Portanto, as regiões devem ser protegidas contra umidade. Misture 200 microliters de 0,5-2 miligramas por mililitro de glicogênio purificado com 200 microliters de 100 tampão de acetato de pH 4.8. Adicione 2 microliters de Isoamylase, e 1,5 microliters de Pullulanase.
Misture suavemente por pipetting para cima e para baixo. Em seguida, incubar a 42 graus Celsius por 16 horas em um tubo de 1,5 mililitro. Pare as reações incubando a 95 graus Celsius por 5 minutos.
Centrifugar a 16, 100 vezes G'for 5 minutos à temperatura ambiente para pelotas e remover qualquer material insolúvel. Remova a super manutenção com uma pipeta e transfira-as para novos tubos anotados. Depois de adicionar contas de resina no tubo de microfusão vazio, desáde os supernantes adicionando o equivalente a 100 microliters de uma receita de resina de troca de ânion e agitar.
Colete as amostras por pipetação e coloque-as em novos tubos anotados. Congele as amostras. Armazene amostras secas à temperatura ambiente ou 20 graus Celsius.
Misture as amostras secas com 2 microlitadores de 1 ritâneo de sódio molar cyanoboroidido e tetrahidrofurano, e 2 microlitres de 8 amino 1-3-6 pireno trissulfônico. Incubar a 42 graus Celsius por 16 horas no escuro. Adicione 46 microliters de água ultra pura a cada amostra.
Para diluir as amostras 50 vezes, adicione um microliter da amostra a 49 microliters de água ultra pura em 100 microlírios microliteres. No vórtice para misturar bem. Coloque as amostras no escuro por 5 a 10 minutos enquanto estiver definindo o rosto.
Para realizar a eletroforese de polaridade reversa, configure o método, defina a pressão de injeção para 0,5 libra de força por polegada quadrada. Em seguida, defina a polaridade para reverter o modo de separação. Diluir o tampão de separação de carboidratos ligado a N para um terço em água ultra pura.
Realize a separação de glicos rotulados APTS no tampão diluído a 30 kilovolts em um capilar de sílica fundido nu.

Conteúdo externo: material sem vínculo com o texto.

PR #3955, opened 2022-07-02
wrap <note> body content in its own <span> (to match the note title)

chrispy-snps:

## Description
This change wraps the body content of a `<note>` element in its own `<div class="note__body">`:

```
<div class="note note note_note">
  <span class="note__title">Note:</span> <span class="note__body">This is a note.</span></div>
                                    <!-- ^^^^^^^^^^^^^^^^^^^^^^^^^               ^^^^^^^ -->
</div>
```

This is consistent with the note title, which is already wrapped in its own `<div class="note__title">`.

The space between the title and body is placed between the `<span>` elements. This ensures correct behavior whether the title and body are styled as inline or block objects.

## Motivation and Context
This change allows note body content to be styled independently from both the title and the parent note container.

For example, a note title and body could be styled as `display: block`, with the body indented from the title.

Or, the note container could be styled as a CSS flexbox container, with the title and body styled responsively as flex items for better rendering across desktop and mobile devices.

## How Has This Been Tested?
I ran `gradlew test` and `gradlew e2etest`. I also tested DITAVAL `<startflag>`/`<endflag>` for correct behavior.

## Type of Changes

A single `<span>` is added to the `<note>` template in `org.dita.html5`. (`org.dita.xhtml` uses a different processing structure for notes, and this change does not apply.)

A release notes mention is sufficient.

Compatibility impact should be minimal. Styling-wise, the `<span>` is transparent unless specifically styled. Functionally, existing DITA-OT plugins targeting note elements should consider the new `<span>` as regular content, such as a `<span>` from a `<ph>`-based element.

But because a compatibility impact cannot be ruled out (plugin precedence, strict expectations on note body plaintext in user plugins), this pull request is being submitted for DITA-OT 4.0 instead of 3.7.3.

## Checklist


chrispy-snps:
For reference, here is the plugin-based approach we currently use today. This could be entirely removed with the implementation of this pull request.

```
  <!-- provide separate spans for note title and note body, so we can style them independently -->

  <!-- get existing transformation results, then postprocess with a moded template -->
  <xsl:template match="*[contains-token(@class, 'topic/note')]">
    <xsl:variable name="results">
      <xsl:next-match/>
    </xsl:variable>
    <xsl:apply-templates select="$results" mode="snps-add-note-body"/>
  </xsl:template>

  <!-- define our mode -->
  <xsl:mode name="snps-add-note-body" on-no-match="shallow-copy"/>

  <!-- leave everything up to the note__title as-is, then put everything after that in a node__body -->
  <xsl:template match="*[contains-token(@class, 'topic/note')]
                        [*[contains-token(@class, 'note__title')]]
                        [not(*[contains-token(@class, 'note__body')])]" mode="snps-add-note-body">
    <xsl:copy>
      <xsl:apply-templates select="@*" mode="#current"/>
      <xsl:variable name="note-title" select="node()[contains-token(@class, 'note__title') or following-sibling::*[contains-token(@class, 'note__title')]]"/>
      <xsl:sequence select="$note-title"/>
      <xsl:text> </xsl:text>
      <span class="note__body">
        <xsl:apply-templates select="node() except $note-title" mode="#current"/>
      </span>
    </xsl:copy>
  </xsl:template>

  <!-- remove existing leading space from newly created note body (we add it above ourselves) -->
  <xsl:template match="text()[preceding-sibling::node()[1][contains-token(@class, 'note__title')]]" mode="snps-add-note-body">
    <xsl:value-of select="replace(., '^\s+', '')"/>
  </xsl:template>
```

src/main/plugins/org.dita.html5/xsl/topic.xsl
```diff
@@ -2814,10 +2814,13 @@ See the accompanying LICENSE file for applicable license.
         </xsl:call-template>
       </span>
       <xsl:text> </xsl:text>
-      <xsl:apply-templates select="*[contains(@class, ' ditaot-d/ditaval-startprop ')]/revprop" mode="ditaval-outputflag"/>
-      <xsl:apply-templates/>
-      <!-- Normal end flags and revision end flags both go out after the content. -->
-      <xsl:apply-templates select="*[contains(@class, ' ditaot-d/ditaval-endprop ')]" mode="out-of-line"/>
+      <span class="note__body">
```
robander, line 2817: A note can have all sorts of block elements - won't this end up with paragraphs/divs/lists inside of `<span>`?

chrispy-snps: @robander - I believe I confirmed that a `<span>` containing block elements becomes inconsequential and is handled by CSS layout engines as expected, but let me confirm and reply back here.

chrispy-snps:
I am withdrawing this pull request.

When I originally created this pull request, I confirmed that browsers treat `<span>` elements as elastic containers that conform to whatever inline or block element content they contain. Accordingly, they seemed like a suitable CSS-styleable container for arbitrary content.

However, @robander's question above prompted me to dig a bit deeper into HTML compliance. Unfortunately, block elements are not valid in [the `<span>` content model](https://html.spec.whatwg.org/multipage/text-level-semantics.html#the-span-element). The proposed structure in this pull request fails the [W3C validation service](https://validator.w3.org/nu/#textarea). So while this structure behaves as desired, it is not valid HTML and the DITA-OT should not produce it.

It would be possible to be "clever" and use a `<div>` self-styled to be an elastic inline:

```
    <div class="note note note_note">
      <span class="note__title">Note:</span> <div class="note__body" style="display:inline">This is a note.</div>
    </div>
```

This is compliant per W3C validation and it behaves as desired for both block and inline content. But, it's not elegant or suitable for default HTML generation.

My company will continue using our plugin-based `<note>` override, and I hereby (and a bit sadly) withdraw this pull request.

src/main/plugins/org.dita.html5/xsl/topic.xsl
robander: I expect it would display correctly, as browsers are very forgiving. My concern is more that it's invalid HTML5 (spans allow only [phrase-level content](https://developer.mozilla.org/en-US/docs/Web/HTML/Element/span)), and I don't think we should knowingly generate HTML5 that will break the spec. 

_Note ... I say knowingly because I would not be surprised to find out we have invalid HTML somewhere else. But I don't think we should set out to do that._

I'd be happy with this if it used a `<div>` rather than span, just because that would give us the container for styling but leave us with valid HTML. That said, we would need to put in some default CSS for that, unless we are setting out to change the current style where text-only notes appear directly after the **Note:** generated text.

robander:
I only saw your follow-up withdrawal after adding my comment above. I don't see any problem with using a div in this case, but if you find that less desirable then of course we can close the pull request. My only issue with div is that we need to either set up our default CSS so that it defaults to inline presentation, or we need to be explicit that we are changing the overall style. (At this point I'd prefer CSS to retain the style, given the long history here.)

chrispy-snps:
Thanks @robander! I forgot that we have default CSS files too. This makes the `<div>` approach much cleaner.

In the following testcase:

[3955.zip](https://github.com/dita-ot/dita-ot/files/11343383/3955.zip)

a diff of the output is minimal:

```
$ diff -r out-ORIG/ out-NEW/
diff -r out-ORIG/commonltr.css out-NEW/commonltr.css
476a477,480
> .note .note__body {
>   display: inline;
> }
>
diff -r out-ORIG/commonrtl.css out-NEW/commonrtl.css
483a484,487
> .note .note__body {
>   display: inline;
> }
>
diff -r out-ORIG/topic.html out-NEW/topic.html
7c7
<         <div class="note note note_note"><span class="note__title">Note:</span> Here is some inline text.</div>
---
>         <div class="note note note_note"><span class="note__title">Note:</span> <div class="note__body">Here is some inline text.</div></div>
9c9
<         <div class="note note note_note"><span class="note__title">Note:</span>
---
>         <div class="note note note_note"><span class="note__title">Note:</span> <div class="note__body">
11c11
<         </div>
---
>         </div></div>
13c13
<         <div class="note note note_note"><span class="note__title">Note:</span>
---
>         <div class="note note note_note"><span class="note__title">Note:</span> <div class="note__body">
19c19
<         </div>
---
>         </div></div>
```

The resulting HTML passes W3C validation and the browser rendering is identical to the original HTML. The testcase archive includes these output directories so you can examine them without building clients.

chrispy-snps:
Should I update the `xhtml` transtype to match this behavior?

chrispy-snps:
I was going to update `xhtml` to match, but it uses type-dependent title classes (`notetitle`, `tiptitle`, etc.). Replicating note body container types (and their CSS entries) for consistency is not worthwhile for a legacy output type.

chrispy-snps:
[This comment](https://github.com/dita-ot/dita-ot/issues/4254#issuecomment-1679748417) confirms that intrinsic styles belong in the CSS and not in hardcoded `@style` properties.

jelovirt (approved):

Em seguida, configure o tempo de injeção e inicie a análise. Exporte os arquivos ASC e CDF contendo o perfil de eletroferograma e os dados de integração, respectivamente.
Abra o arquivo ASC e desenhe a unidade de fluorescência relativa de acordo com o gráfico de tempo. Abra o arquivo CDF. Prossiga com uma primeira integração automática e ajuste os seguintes parâmetros com a integração vale-vale e área mínima.

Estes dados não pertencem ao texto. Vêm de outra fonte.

PR #1098, opened 2024-05-15
feat: include color-scheme to include scrollbars in the dark theme

### LINKED ISSUE #618: Implement browser alignment to onyx dark/light mode
### Why?

Currently we are using a `.dark` CSS class for the dark mode which has 2 downsides:

1. It does not work out of the box / the project explicitly has to implement it
2. Even if the class is set, browsers default components like scrollbars etc. will still be in light

We should use media queries and the `color-schema: light` or `color-schema: dark` CSS property

### Acceptance criteria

Verifique e corrija qualquer evento de integração inadequado manualmente. Os sinais de fluorescência observados entre 4,13 e 4,67 minutos originaram-se da APTS não redigida. O tempo aleúte de Maltohexaose DP 6 foi estimado em 8,49 minutos.
Os APTS rotulados glucanos de glicogênio bovino foram identificados com base no tempo aleúno da DP 6. Nenhum traço de Maltooligosacarídeo livre foi detectado na amostra de controle na qual o glicogênio não foi incubado com enzimas desbranching. O painel de entrada mostra uma separação de cadeias glucan até 44 DP. A distribuição do comprimento da cadeia é mostrada como o percentual de DP para cada DP. O comprimento médio da cadeia foi calculado somando cada percentual de cadeia vezes O grau correspondente de polimerização.
A análise facial mostrou que os glucas mais abundantes são maltose e fígado de coelho, Maltohexaose na ostra, e Maltoheptaose no fígado bovino. As distribuições de comprimento da cadeia de glicogênio purificadas do tipo selvagem e cepas bacterianas mutantes foram determinadas por meio da análise facial. As análises subtrativas foram realizadas subtraindo a porcentagem de cada DP do tipo selvagem da porcentagem de cada DP de mutantes.
As distribuições médias de comprimento da cadeia de glicogênio do tipo selvagem e mutantes de Synechocystis foram normalizadas de acordo com o pico máximo observado para cada CLD. Esta técnica permite uma melhor compreensão das doenças humanas associadas a um defeito no metabolismo glicogênio, particularmente a doença de Andersen, rica resultado do acúmulo de partículas glicogênio anormais nas células.